GOAL OF THE EXERCISE: Print all of the data exactly, with no line missing.

Stored data:
PR #4585, opened 2023-05-21
Move utcMoment and PERIOD_TYPES to tsutils

kael89:
1. Change imports of `utcMoment` to`@tupaia/tsutils` instead of `@tupaia/utils`. The util had been copied there in a previous PR
2. Moved `PERIOD_TYPES` to `@tuapia/tsutils` and changed imports to point there

I won't delete their definitions in `@tupaia/utils` yet, since other modules in that package depend on them

### DIFF
--- a/packages/lesmis/src/api/queries/useVitalsData.js
+++ b/packages/lesmis/src/api/queries/useVitalsData.js
@@ -4,7 +4,7 @@
  *
  */
 import { useQuery } from 'react-query';
-import { utcMoment } from '@tupaia/utils';
+import { utcMoment } from '@tupaia/tsutils';
 import { post } from '../api';
 import { useProjectEntitiesData } from './useEntitiesData';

ANSWER BOX:
PR #4585, opened 2023-05-21
Move utcMoment and PERIOD_TYPES to tsutils

kael89:
1. Change imports of `utcMoment` to`@tupaia/tsutils` instead of `@tupaia/utils`. The util had been copied there in a previous PR
2. Moved `PERIOD_TYPES` to `@tuapia/tsutils` and changed imports to point there

I won't delete their definitions in `@tupaia/utils` yet, since other modules in that package depend on them

### DIFF
--- a/packages/lesmis/src/api/queries/useVitalsData.js
+++ b/packages/lesmis/src/api/queries/useVitalsData.js
@@ -4,7 +4,7 @@
  *
  */
 import { useQuery } from 'react-query';
-import { utcMoment } from '@tupaia/utils';
+import { utcMoment } from '@tupaia/tsutils';
 import { post } from '../api';
 import { useProjectEntitiesData } from './useEntitiesData';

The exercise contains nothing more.